Collection entries
================

PR #2549, opened 2023-07-04
refactor(editor): use plugins from context in sagas

hejtful:


elbotho:
@hejtful: For me the perceived performance (without profiler etc.) is exactly the same between this branch and current staging.
I tested current versions of Chrome and FF on mac on both a [new article](http://localhost:3000/entity/create/Article/60730) and [an existing one](http://localhost:3000/entity/repository/add-revision/1555).

The performance is great when there is no/little content, and somewhat sluggish with some existing content.
That alone is worth investigating, but for me at least it's not at all related to this PR.

LarsTheGlidingSquirrel (approved):

elbotho (approved):

PR #2552, opened 2023-07-05
fetch new quickbar data via proxy

### LINKED ISSUE #2550: use new quickbar updater data
- add proxy to avoid passing ip adress to github
- test for regressions (data should be the same)
- check for all occurences in the frontend (quickbar, editor)
- make sure response is gzipped

https://github.com/serlo/quickbar-updater is mostly complete now

Entkenntnis:
caching is a bit problematic, stick with cf-worker instead: https://github.com/serlo/cloudflare-worker/pull/439

### DIFF
--- a/src/components/navigation/quickbar.tsx
+++ b/src/components/navigation/quickbar.tsx
@@ -218,7 +218,7 @@ export function Quickbar({ subject, className, placeholder }: QuickbarProps) {
 }
 
 export async function fetchQuickbarData(subject?: string) {
-  const req = await fetch('https://de.serlo.org/api/stats/quickbar.json')
+  const req = await fetch('/api/frontend/quickbar-data')
   const data = (await req.json()) as QuickbarData
 
   data.forEach((entry) => {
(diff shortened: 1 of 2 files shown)


elbotho:
> caching is a bit problematic

Just curious :) 
What went wrong? too much or too little caching?

Entkenntnis:
no support to cache `fetch` in api, so API would have to refetch every time, something like this ttl:

```
fetch(quickbarUrl, { cf: { cacheTtl: 24 * 60 * 60 } })
```

haven't really investigated it though ..

elbotho:
for the future :) 
- [serverless](https://vercel.com/docs/concepts/functions/serverless-functions/edge-caching) 
- [or with edge](https://vercel.com/docs/concepts/functions/edge-functions/edge-caching)

Entkenntnis:
I think we will switch to a frontend proxy when we add language versions, because otherwise it will be a bit annoying to sync the two implementations ..

PR #2553, opened 2023-07-05
bugfix: only show deleteOwnComment when the user is allowed to

MoeHome:
You are only able to delete a comment when it is an answer to another comment. But not if it is the start of a thread.

### DIFF
--- a/src/components/comments/dropdown-menu.tsx
+++ b/src/components/comments/dropdown-menu.tsx
@@ -90,7 +90,7 @@ export function DropdownMenu({
               : strings.comments.archiveThread}
           </>
         )}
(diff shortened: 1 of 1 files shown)


MoeHome:
In the API it is possible to delete your own comment also, when it is the start of a thread if there are no answers to it or all the answers are yours. Is there a good way of implementing that here?

Edit: Actually I do have an idea.

MoeHome:
And I don't know why the vercel error occurs.

Entkenntnis (approved):
thanks for the bugfix.

I have restarted vercel build and it should run fine now

Entkenntnis:
I'll merge it, as it's a fix for staging

PR #2556, opened 2023-07-06
Load iframe resizer script when rendering content-only

CodingDive:
This script is needed to communicate to the parent window (edusharing) and tell about it's size. This should fix the bug of the Serlo content being cut off at the bottom (https://github.com/serlo/serlo-editor-for-edusharing/issues/262) because the height would not adjust in some cases.
 
Even though I managed to lazy load the script and there should not be a bigger bundle size, I don't like this solution. I tried to adjust the edusharing code to not use the injection plugin, and instead render the content by itself which would potentially also fix some other problems that Lars and I have identified.
As it took me too long to figure out how to fetch and render the Serlo content directly, I fell back to this solution. As a consequence, the different-origin problems will remain but with some guidance, I'm happy to tackle it and use the renderer instead of the injection plugin.


src/components/content/lazy.tsx
```diff
@@ -21,7 +32,12 @@ export function Lazy(props: LazyProps) {
 
   // disable lazy load if content-only and probably within iframe
   if (router.pathname.startsWith('/content-only/')) {
-    return <>{props.children}</>
+    return (
+      <>
+        <LazyIframeResizer />
```
Entkenntnis: can you put this into `src/pages/content-only/[...slug].tsx`?

this place is only a fix for another problem and not directly related to the content-api. Adding it in the route is more reliable

Entkenntnis (changes requested):

Entkenntnis:
is this change sufficient to fix the bug?

CodingDive:
> is this change sufficient to fix the bug?

Lars and I were just talking about it. We can not test it within the PR deployment as the `content-only` does not work here.
To be honest, it may not fix the bug on first try, in which case we'll need to make 1-2 small changes that I have already lined up. It's really difficult to test but the importance is that we get the change(s) into frontend staging, so that we can test it from within the local edusharing integration (by pointing the iframe URL to staging).

Entkenntnis:
You could test it with https://frontend-git-fix-import-script-for-edusharing-serlo.vercel.app/content-only/1553 ... anyways, I have deployed, so you can merge this into staging

src/pages/content-only/[...slug].tsx
```diff
@@ -50,7 +50,7 @@ export default renderedPageNoHooks<SlugProps>(({ pageData }) => {
       authorization={pageData.authorization}
     >
       <Script
-        src="/_assets/iframeResizer.contentWindow.min.js"
+        src="iframe-resizer/js/iframeResizer.contentWindow.min.js"
```
Comment (Entkenntnis) [inline src/pages/content-only/[...slug].tsx]: this will attempt to load https://frontend-git-fix-import-script-for-edusharing-serlo.vercel.app/content-only/iframe-resizer/js/iframeResizer.contentWindow.min.js and fail

Entkenntnis (changes requested):

src/pages/content-only/[...slug].tsx
Comment (CodingDive) [reply src/pages/content-only/[...slug].tsx]: Nice catch, thank you! I didn't know you can't serve node_modules from within the <Script> tag. I reverted my change and now solve it via dynamic import which gives a little bit more flexibility to set up message listeners in the useEffect that I may need if it doesn't work already.

src/components/content/lazy.tsx
```diff
@@ -11,6 +12,16 @@ export interface LazyProps {
   noPrint?: boolean
 }
 
+export const LazyIframeResizer = dynamic(
```
Entkenntnis: Prefer putting unrelated components into separate files - e.g. lazy-iframe-resizer.tsx

Entkenntnis (changes requested):

CodingDive:
> You could test it with https://frontend-git-fix-import-script-for-edusharing-serlo.vercel.app/content-only/1553 ... anyways, I have deployed, so you can merge this into staging

I tested the edusharing against the feature branch. Thank you for the great suggestion. Now works 100% of the time, up from about 10-20% :tada: :partying_face:

LarsTheGlidingSquirrel (approved):

LarsTheGlidingSquirrel:
Thank you both for finding a way to fix this issue! :heart:

Entkenntnis (approved):

PR #2557, opened 2023-07-06
fix overlap in text-exercise template

### LINKED ISSUE #2555: regression: save bar is overlapping hovering toolbar
https://de.serlo-staging.dev/entity/create/Exercise/23869:

grafik

works in [production](https://de.serlo.org/entity/create/Exercise/23869).

@elbotho looks like some z-index issue ...

Entkenntnis:
fixes #2555


elbotho (approved):
Thank you for the fix. Also looks better imho.

PR #2562, opened 2023-07-07
geogebra: replace iframe

elbotho:
Trying out the direct route: instead of using the Iframe embedding this imports the applet directly via the script. 
Upsides: we can directly set some settings and sizing is more flexible.

example: https://frontend-git-geogebra-direct-load-serlo.vercel.app/43563

### DIFF
--- a/src/components/content/geogebra.tsx
+++ b/src/components/content/geogebra.tsx
@@ -19,7 +19,7 @@ export function Geogebra({ id }: GeogebraProps) {
         embedUrl={url}
         className="print:hidden"
       >
-        <GeogebraRenderer url={url} />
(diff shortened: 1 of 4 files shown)


Entkenntnis:
Direct load is great and gives us more control 👍 

want do you think about the behaviour on https://frontend-git-geogebra-direct-load-serlo.vercel.app/278642?

The size is still fixed, isn't it?

elbotho:
> The size is still fixed, isn't it?

The behaviour in this examples is like expected and discussed with Felix. 
The idea is to never scale up the applets since that is not intended by the authors. The applets should however not use the available space and scale down when needed.

Entkenntnis (approved):
Looks good!

PR #2564, opened 2023-07-09
refactor: editor plugin types

elbotho:
- remove some duplicated types
- Editor Plugin and Frontend Node types (e.g. 'article'): only use enum values instead of raw strings
- Use same strings for Editor Plugin and Frontend Node types
- `FrontendImgNode`  -> `FrontendImageNode`
- update to `typescript > 5` to use enum values in enum definition
- use editor state directly for plugins that don't have converted children (e.g. `anchor`, `geogebra`…)

@LarsTheGlidingSquirrel and again… please test if this breaks edusharing somehow. we can easily use looser types somewhere this is mostly in preparation to use editor state to render the frontend as well.
(and to make it more obvious what kind of `type` we are dealing with)


LarsTheGlidingSquirrel (approved):
Seems to work fine in serlo-editor-for-edusharing. However, working with the types makes it very clear that if we use `EditorPluginType` in more places (e.g. `allowedPlugins`) we need to figure out a way to define this type differently in `frontend` and `serlo-editor-for-edusharing`.

elbotho:
@LarsTheGlidingSquirrel as discussed I never changed the expected types to only `EditorPluginType`, it's either `EditorPluginType | string` or just `string` in some places so you should not have issues there.

Also I removed almost all of the raw type/plugin strings with either a `EditorPluginType` or a `FrontendNodeType` value.

LarsTheGlidingSquirrel (approved):
Nice! Still works with the new changes and is cleaner now. Just added a few type declarations in some places.

Entkenntnis (approved):
thanks! mostly enum stuff :)

PR #2666, opened 2023-07-27
Change contact person to Alexandra

CodingDive:
Upon request of Anne.

Is it true that CrowdIn will adjust the other translation files, or should I change them manually?


Entkenntnis (changes requested):
Thank you for tackling this. All german translations are managed by [crowdin](https://crowdin.com/project/serlo) - you should be able to add the translations there.

Never change de files manually :)

PR #2671, opened 2023-07-31
fix(editor): serlo-table can't be focused

hejtful:


elbotho (approved):
not pretty, but works nicely :)

PR #2672, opened 2023-07-31
Remove problematic page with id "49982" from SSG

CodingDive:
This page is cursed, having a Unicode character (ellipsis … unicode U+2026) that crashes the database layer or api (when reading from Redis). Will probably need to write a proper migration for it :crying_cat_face: 

By commenting out the lines, at least the frontend gets to build and we can continue developing and testing until we find a proper fix for it :shrug:


AndreasHuber:
Not required because the cache in staging now has the UUID with the problematic character changed.

PR #2680, opened 2023-08-01
Add data-qa attributes

CodingDive:
Small changes to the frontend as discussed with Botho and outlined here https://github.com/serlo/documentation/wiki/Best-Practices#testing-1 to add qa classNames to certain elements that we are clicking on in the serlo-editor tests. 

Depends on https://github.com/serlo/frontend-e2e-tests/pull/54. Please merge both at the same time, or we'll have some failing tests.

### DIFF
--- a/src/serlo-editor/editor-ui/plugin-toolbar/text-controls/hooks/use-formatting-options.tsx
+++ b/src/serlo-editor/editor-ui/plugin-toolbar/text-controls/hooks/use-formatting-options.tsx
@@ -255,7 +255,7 @@ function createToolbarControls(
         isActive: isHeadingActive(level),
         onClick: toggleHeading(level),
         renderIcon: () => (
-          <span className={`qa-plugin-toolbar-heading-${level}`}>H{level}</span>
+          <span data-qa={`plugin-toolbar-heading-${level}`}>H{level}</span>
         ),
       })),
     },
--- a/src/serlo-editor/editor-ui/plugin-toolbar/text-controls/hooks/use-formatting-options.tsx
+++ b/src/serlo-editor/editor-ui/plugin-toolbar/text-controls/hooks/use-formatting-options.tsx
@@ -249,12 +249,14 @@ function createToolbarControls(
       isActive: isAnyHeadingActive,
       renderIcon: () => <EdtrIcon icon={edtrText} />,
       renderCloseMenuIcon: () => <EdtrIcon icon={edtrClose} />,
-      children: ([1, 2, 3] as const).map((level) => ({
+      subMenuButtons: ([1, 2, 3] as const).map((level) => ({
         name: TextEditorFormattingOption.headings,
         title: `${textStrings.heading} ${level}`,
         isActive: isHeadingActive(level),
         onClick: toggleHeading(level),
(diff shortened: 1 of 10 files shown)


elbotho:
Looks good, thank you! It's definitely more sane that usind the tailwind classes as selectors in the tests!

I since learned that at least @hejtful (and maybe others) would prefer the `data-qa` approach, so maybe we have to discuss this in the team before we make it a best practice.

Entkenntnis (approved):
thanks

src/serlo-editor/editor-ui/plugin-toolbar/text-controls/hooks/use-formatting-options.tsx
```diff
@@ -269,7 +271,7 @@ function createToolbarControls(
         return <ColorTextIcon color={color} />
       },
       renderCloseMenuIcon: () => <EdtrIcon icon={edtrClose} />,
-      children: [
+      subMenuButtons: [
```
hejtful, line 274: Thanks for this!

src/serlo-editor/plugins/text/components/text-editor.tsx
```diff
@@ -426,7 +426,7 @@ export function TextEditor(props: TextEditorProps) {
               <TextLeafRenderer {...props} />
             </span>
           )}
-          className="[&>[data-slate-node]]:mx-side [&_[data-slate-placeholder]]:top-0" // fixes placeholder position in safari
+          className="qa-plugin:text-editor [&>[data-slate-node]]:mx-side [&_[data-slate-placeholder]]:top-0" // fixes placeholder position in safari
```
hejtful: This colon here already seems like you have some convention in mind. Could you maybe explain in the [Best Practices page](https://github.com/serlo/documentation/wiki/Best-Practices#testing-1) why you sometimes use a colon and sometimes only dashes?

hejtful (approved):
As @elbotho mentioned, I prefer `data-qa`, and the teams in [Cypress](https://docs.cypress.io/guides/references/best-practices#Selecting-Elements) and [Codecept](https://codecept.io/best/#locators) also seem to prefer it 😄 However, I'm ok with this as well, no need to change it all over again if there is no obvious problems with this already implemented approach.

CodingDive:
> As @elbotho mentioned, I prefer data-qa, and the teams in [Cypress](https://docs.cypress.io/guides/references/best-practices#Selecting-Elements) and [Codecept](https://codecept.io/best/#locators) also seem to prefer it smile However, I'm ok with this as well, no need to change it all over again if there is no obvious problems with this already implemented approach.

I'm actually changing this now, because if we don't do it early on, it'll be such a hassle to refactor later and the customLocator you sent me is too sexy to miss out on https://codecept.io/plugins/#customlocator.

Thanks for the feedback! I'll ping the two of you, once I have made the changes.

src/serlo-editor/plugins/text/components/text-editor.tsx
CodingDive: Nice find. As this is the only plugin I gave a data-qa attribute too for now, I just changed it to a hyphen.

elbotho (approved):

PR #2681, opened 2023-08-01
Fix/arrow keys in link suggestion overlay

### LINKED ISSUE #2670: editor: link suggestion arrow keys don't work any more
image

e.g. https://de.serlo-staging.dev/entity/repository/add-revision/1555 but also in production.

Up/down arrows don't do anything. Pretty sure this worked at some point.

CodingDive:
Fixes https://github.com/serlo/frontend/issues/2670 

There were actually two small issues. I broke it by not disabling the global arrow keys (thinking of finding a better solution for this), but also: the highlighting didn't work with the arrow keys, making it seem like nothing is selected.  

I also want to add an e2e test for this.

### DIFF
--- a/src/serlo-editor/plugins/text/components/link/edit-mode/edit-mode-result-entry.tsx
+++ b/src/serlo-editor/plugins/text/components/link/edit-mode/edit-mode-result-entry.tsx
@@ -24,7 +24,7 @@ export function EditModeResultEntry({
       className={clsx(
         'serlo-link flex cursor-pointer bg-white px-side py-2',
         'hover:!bg-editor-primary-100 hover:!no-underline',
-        index === selectedIndex && 'bg-editor-primary-100'
+        index === selectedIndex && '!bg-editor-primary-100'
       )}
       onClick={() => {
         chooseEntry(index)
--- a/src/serlo-editor/plugins/text/components/link/edit-mode/edit-mode-result-entry.tsx
+++ b/src/serlo-editor/plugins/text/components/link/edit-mode/edit-mode-result-entry.tsx
@@ -23,8 +23,8 @@ export function EditModeResultEntry({
       key={index}
       className={clsx(
         'serlo-link flex cursor-pointer bg-white px-side py-2',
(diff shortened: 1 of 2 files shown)


src/serlo-editor/plugins/text/components/link/edit-mode/edit-mode-result-entry.tsx
```diff
@@ -23,8 +23,8 @@ export function EditModeResultEntry({
       key={index}
       className={clsx(
         'serlo-link flex cursor-pointer bg-white px-side py-2',
-        index === selectedIndex && 'bg-editor-primary-100 group-hover:bg-white',
-        'hover:!bg-editor-primary-100 hover:!no-underline'
+        'hover:!bg-editor-primary-100 hover:!no-underline',
+        index === selectedIndex && '!bg-editor-primary-100'
```
CodingDive, line 27: I removed the `group-hover:bg-white` as I didn't really understand what it does. Also had to add the !, but I couldn't find exactly where the styles get overwritten. Possibly the `serlo-link` but it's the first className added, so definitely shouldn't have any precedence over the crucial `bg-editor-primary-100` :thinking:

CodingDive:
I don't know if this was related to any of my changes, but in a moment I had some z-index 0 text heading appear over the z-index 120 link suggestion modal. :grimacing: Thought I'd mention it here. 

Screenshot from 2023-08-01 20-28-12

src/serlo-editor/plugins/text/components/link/edit-mode/edit-mode-result-entry.tsx
elbotho: that's a tailwind thing. 
Ther is a lib calles `tailwind-merge` that has an explainer: https://github.com/dcastil/tailwind-merge/blob/v1.14.0/docs/what-is-it-for.md
So far we did okay without it but it explains the problem :)

elbotho (approved):
Thank you!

================

*WHAT YOU NEED TO DO*: Every line above from the line with "--- a/src/components/comments/dropdown-menu.tsx" to the line with "This script is", inclusive, must be returned exactly; no other line belongs in the reply.

*RESPONSE TO THIS EXERCISE*:
--- a/src/components/comments/dropdown-menu.tsx
+++ b/src/components/comments/dropdown-menu.tsx
@@ -90,7 +90,7 @@ export function DropdownMenu({
               : strings.comments.archiveThread}
           </>
         )}
(diff shortened: 1 of 1 files shown)


MoeHome:
In the API it is possible to delete your own comment also, when it is the start of a thread if there are no answers to it or all the answers are yours. Is there a good way of implementing that here?

Edit: Actually I do have an idea.

MoeHome:
And I don't know why the vercel error occurs.

Entkenntnis (approved):
thanks for the bugfix.

I have restarted vercel build and it should run fine now

Entkenntnis:
I'll merge it, as it's a fix for staging

PR #2556, opened 2023-07-06
Load iframe resizer script when rendering content-only

CodingDive:
This script is needed to communicate to the parent window (edusharing) and tell about it's size. This should fix the bug of the Serlo content being cut off at the bottom (https://github.com/serlo/serlo-editor-for-edusharing/issues/262) because the height would not adjust in some cases.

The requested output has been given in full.